• **Exercise data**
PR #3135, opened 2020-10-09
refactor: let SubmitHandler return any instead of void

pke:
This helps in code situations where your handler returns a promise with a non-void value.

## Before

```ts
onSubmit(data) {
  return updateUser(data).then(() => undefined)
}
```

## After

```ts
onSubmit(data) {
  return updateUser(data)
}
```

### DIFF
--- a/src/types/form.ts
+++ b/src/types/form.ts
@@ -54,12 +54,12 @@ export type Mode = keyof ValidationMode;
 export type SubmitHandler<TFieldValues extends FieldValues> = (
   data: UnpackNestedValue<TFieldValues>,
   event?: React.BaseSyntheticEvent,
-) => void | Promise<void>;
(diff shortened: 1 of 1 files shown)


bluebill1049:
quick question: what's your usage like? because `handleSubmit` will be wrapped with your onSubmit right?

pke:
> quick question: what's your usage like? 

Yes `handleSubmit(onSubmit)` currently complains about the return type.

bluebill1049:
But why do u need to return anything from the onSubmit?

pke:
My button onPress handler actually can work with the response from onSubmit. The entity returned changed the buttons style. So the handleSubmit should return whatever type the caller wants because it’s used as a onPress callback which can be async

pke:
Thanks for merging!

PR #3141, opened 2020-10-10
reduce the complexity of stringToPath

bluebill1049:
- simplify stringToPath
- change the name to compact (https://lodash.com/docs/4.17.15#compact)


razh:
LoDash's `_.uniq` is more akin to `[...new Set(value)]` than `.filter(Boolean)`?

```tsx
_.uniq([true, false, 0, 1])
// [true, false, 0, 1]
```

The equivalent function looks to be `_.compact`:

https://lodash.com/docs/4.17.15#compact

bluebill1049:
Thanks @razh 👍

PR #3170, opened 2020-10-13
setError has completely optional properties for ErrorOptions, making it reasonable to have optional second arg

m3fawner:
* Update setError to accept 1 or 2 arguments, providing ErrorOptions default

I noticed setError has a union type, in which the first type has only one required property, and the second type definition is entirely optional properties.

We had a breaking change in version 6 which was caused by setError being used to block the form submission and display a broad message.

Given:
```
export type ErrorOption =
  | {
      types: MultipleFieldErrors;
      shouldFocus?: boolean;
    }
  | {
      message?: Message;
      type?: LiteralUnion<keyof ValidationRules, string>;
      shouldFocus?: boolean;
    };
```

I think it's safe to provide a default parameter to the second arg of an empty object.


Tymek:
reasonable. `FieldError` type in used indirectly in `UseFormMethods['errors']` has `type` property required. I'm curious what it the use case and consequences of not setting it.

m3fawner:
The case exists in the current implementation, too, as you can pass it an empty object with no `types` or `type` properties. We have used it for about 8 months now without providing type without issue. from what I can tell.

• **Exercise details**
Transcribe all the material, making sure each line matches the original.

• **Response**
PR #3135, opened 2020-10-09
refactor: let SubmitHandler return any instead of void

pke:
This helps in code situations where your handler returns a promise with a non-void value.

## Before

```ts
onSubmit(data) {
  return updateUser(data).then(() => undefined)
}
```

## After

```ts
onSubmit(data) {
  return updateUser(data)
}
```

### DIFF
--- a/src/types/form.ts
+++ b/src/types/form.ts
@@ -54,12 +54,12 @@ export type Mode = keyof ValidationMode;
 export type SubmitHandler<TFieldValues extends FieldValues> = (
   data: UnpackNestedValue<TFieldValues>,
   event?: React.BaseSyntheticEvent,
-) => void | Promise<void>;
(diff shortened: 1 of 1 files shown)


bluebill1049:
quick question: what's your usage like? because `handleSubmit` will be wrapped with your onSubmit right?

pke:
> quick question: what's your usage like? 

Yes `handleSubmit(onSubmit)` currently complains about the return type.

bluebill1049:
But why do u need to return anything from the onSubmit?

pke:
My button onPress handler actually can work with the response from onSubmit. The entity returned changed the buttons style. So the handleSubmit should return whatever type the caller wants because it’s used as a onPress callback which can be async

pke:
Thanks for merging!

PR #3141, opened 2020-10-10
reduce the complexity of stringToPath

bluebill1049:
- simplify stringToPath
- change the name to compact (https://lodash.com/docs/4.17.15#compact)


razh:
LoDash's `_.uniq` is more akin to `[...new Set(value)]` than `.filter(Boolean)`?

```tsx
_.uniq([true, false, 0, 1])
// [true, false, 0, 1]
```

The equivalent function looks to be `_.compact`:

https://lodash.com/docs/4.17.15#compact

bluebill1049:
Thanks @razh 👍

PR #3170, opened 2020-10-13
setError has completely optional properties for ErrorOptions, making it reasonable to have optional second arg

m3fawner:
* Update setError to accept 1 or 2 arguments, providing ErrorOptions default

I noticed setError has a union type, in which the first type has only one required property, and the second type definition is entirely optional properties.

We had a breaking change in version 6 which was caused by setError being used to block the form submission and display a broad message.

Given:
```
export type ErrorOption =
  | {
      types: MultipleFieldErrors;
      shouldFocus?: boolean;
    }
  | {
      message?: Message;
      type?: LiteralUnion<keyof ValidationRules, string>;
      shouldFocus?: boolean;
    };
```

I think it's safe to provide a default parameter to the second arg of an empty object.


Tymek:
reasonable. `FieldError` type in used indirectly in `UseFormMethods['errors']` has `type` property required. I'm curious what it the use case and consequences of not setting it.

m3fawner:
The case exists in the current implementation, too, as you can pass it an empty object with no `types` or `type` properties. We have used it for about 8 months now without providing type without issue. from what I can tell.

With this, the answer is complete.